Empirical evidence suggests that savings rise after economic growth takes off. Economic reform and stabilization in Brazil seem to have triggered just such a growth take-off. However, in order for the virtuous cycle to be sustained at an ever higher level of 5% (or more), the government would need to allow domestic savings to rise. Officials frequently point to the significant levels of inequality and poverty and Brazil’s democratic political system in an attempt to rationalize why a reduction in government expenditure is neither desirable nor feasible. A look at India’s experience in the 2000s suggests that this view is overly pessimistic.
Comparing Brazil with European countries, the United States and Japan, countries with vastly higher per capita incomes and mature demographic profiles, President Lula in a recent speech suggested that a high tax burden was necessary to finance public policies. This is debatable. By improving the efficiency of public expenditure, the government could almost certainly afford to reduce both expenditure and taxation without compromising its social and economic objectives. This is critical for if the government fails to rein in current expenditure growth, Brazil will be passing up an opportunity to raise its potential growth rate to 5% (or more).
Empirical evidence suggests that savings typically rise after economic growth takes off. In other words, the causality runs from higher growth to higher savings, allowing for a permanently higher level of investment, rather than the other way around. This begs the question of what ignites economic growth in the first place. The answer is likely to vary from case to case: political stabilisation, economic liberalisation, structural reform etc. In the case of Brazil, economic reform and stabilisation under the FHC and Lula governments seem to have triggered such a growth take-off, lifting potential growth to 4% plus, compared to 2.5% previously. However, in order for the virtuous cycle to be sustained, the government needs to allow savings to rise.
Brazilian household and government consumption has been virtually flat (as a share of GDP) during the past few years, although the acceleration in economic growth should have lowered the consumption share in GDP. In countries like China and India, both government and household consumption declined following the growth acceleration over the course of this decade. In Brazil, both households and the government seem to have a much higher propensity to consume. This propensity has been underpinned by strong growth in government consumption and transfers.
Raising private sector savings through public policies is not straightforward, neither politically nor economically, and certainly not in the short term (e.g. pension reform). The government has far greater control over its own consumption and savings behavior. It should therefore rein in the growth of government consumption (and transfers), that is, raise government savings. Whether higher savings are then best utilized to boost public investment, reduce the fiscal deficit (and crowd in private-sector investment) or finance tax cuts, thus raising the appropriable returns on private-sector investment, is a separate debate. If the government fails to rein in expenditure growth, the virtuous cycle of higher growth, investment and savings may be undermined.
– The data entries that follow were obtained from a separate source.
PR #6598, opened 2020-04-21
Fix Snatch interation with Throat Chop and Heal Bell

yghdj:
https://github.com/smogon/pokemon-showdown/projects/3#card-25870296
https://github.com/smogon/pokemon-showdown/projects/3#card-25870288

Snatched sound-based moves should now be disabled when the Snatch user is under the effects of Throat Chop. Additionally, the message "A bell chimed!" is now displayed before the message "[Pokemon] snatched the opponent's move" when Heal Bell is snatched. Tbh there is probably a better way to do that but I wasn't sure how to use the event handlers correctly.

### DIFF
--- a/data/moves.js
+++ b/data/moves.js
@@ -8278,7 +8278,9 @@ let BattleMovedex = {
 		priority: 0,
 		flags: {snatch: 1, sound: 1, distance: 1, authentic: 1},
 		onHit(pokemon, source) {
-			this.add('-activate', source, 'move: Heal Bell');
+			if (!source.volatiles['snatch']) {
+				this.add('-activate', source, 'move: Heal Bell');
+			}
 			let side = pokemon.side;
 			let success = false;
 			for (const ally of side.pokemon) {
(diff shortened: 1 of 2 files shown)


DaWoblefet:
There are actually more than just this; those two cards happened to be from before SadisticMystic did his research on the checks done before move success in Generation 7. In [this list](https://www.smogon.com/forums/threads/ultra-sun-ultra-moon-battle-mechanics-research-read-post-2.3620030/page-10#post-8096570), anything between steps 12-37 are basically run again for Snatch. Basically, it might be preferable to do this the other way around; always let Snatch attempt to do all checks _except_ 1-11. It's hard because the simulator doesn't attempt to order move success like it should, which is a bit beyond the scope of this PR, but nothing you can really do about that.

yghdj:
Indeed, that looks like a lot of work... I can try to order the checks in the Snatch onTryHit() callback, but it would be much easier to have the simulator recheck everything in the useMove() method in the correct order.

DaWoblefet:
This was superseded by https://github.com/smogon/pokemon-showdown/pull/7758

Officials frequently point to the significant levels of inequality and poverty and Brazil’s democratic political system in order to rationalize why a reduction in government expenditure is either not desirable or feasible, or both. It is no doubt a fascinating debate to what extent, for example, the ability of the East Asian economies and more recently China to “extract” savings and limit current expenditure growth was conditional on the authoritarian nature of their political systems. The example of India, on the other hand, is more difficult to dismiss. India managed to lift its savings and investment ratio substantially during the course of the last decade, even though India suffers from much higher levels of absolute poverty than Brazil. India is also a democracy that, due to the fragmented nature of its parliamentary system, should find it at least as difficult, if not more difficult, to resist political pressure for higher government spending.
Indian investment and savings ratios increased on the back of both declining household and government consumption. While the contribution to domestic savings from declining household consumption was more marked, government consumption also declined. By contrast, government consumption in Brazil remained conspicuously high (as did current expenditure, including transfers). It may be easier to raise savings on the back of very high economic growth: Indian real GDP growth averaged nearly 8% compared to 5% in Brazil. But Brazilian real GDP growth also almost doubled in recent years, yet government consumption and current spending remained stubbornly high.
The snag is that even if politicians accept the need to raise public-sector savings, it is not in their short-term political interest to rein in electorally rewarding current expenditure growth. With the economy humming along nicely, social security reform is not a viable political option, even if stubbornly high household consumption strongly points to the necessity of encouraging greater household savings. However, a multi-year commitment to slowing current expenditure growth to below the rate of nominal GDP growth should be possible, expenditure rigidity and revenue-earmarking notwithstanding, politically and economically.
Such a reform would probably have to take place at the very beginning of a presidential term (Brazil will hold a presidential election in October 2010) and against the backdrop of significant growth, allowing for a continued solid increase in real expenditure; and it would probably have to go hand in hand with increased public sector investment, allowing the government to reap electoral rewards by way of “pork barrel”-type spending. All said and done: 2011 may be remembered as the year Brazil managed to lift economic growth onto a 5-6% growth path. Or it may simply be remembered as the year when Brazil passed up a tremendous opportunity.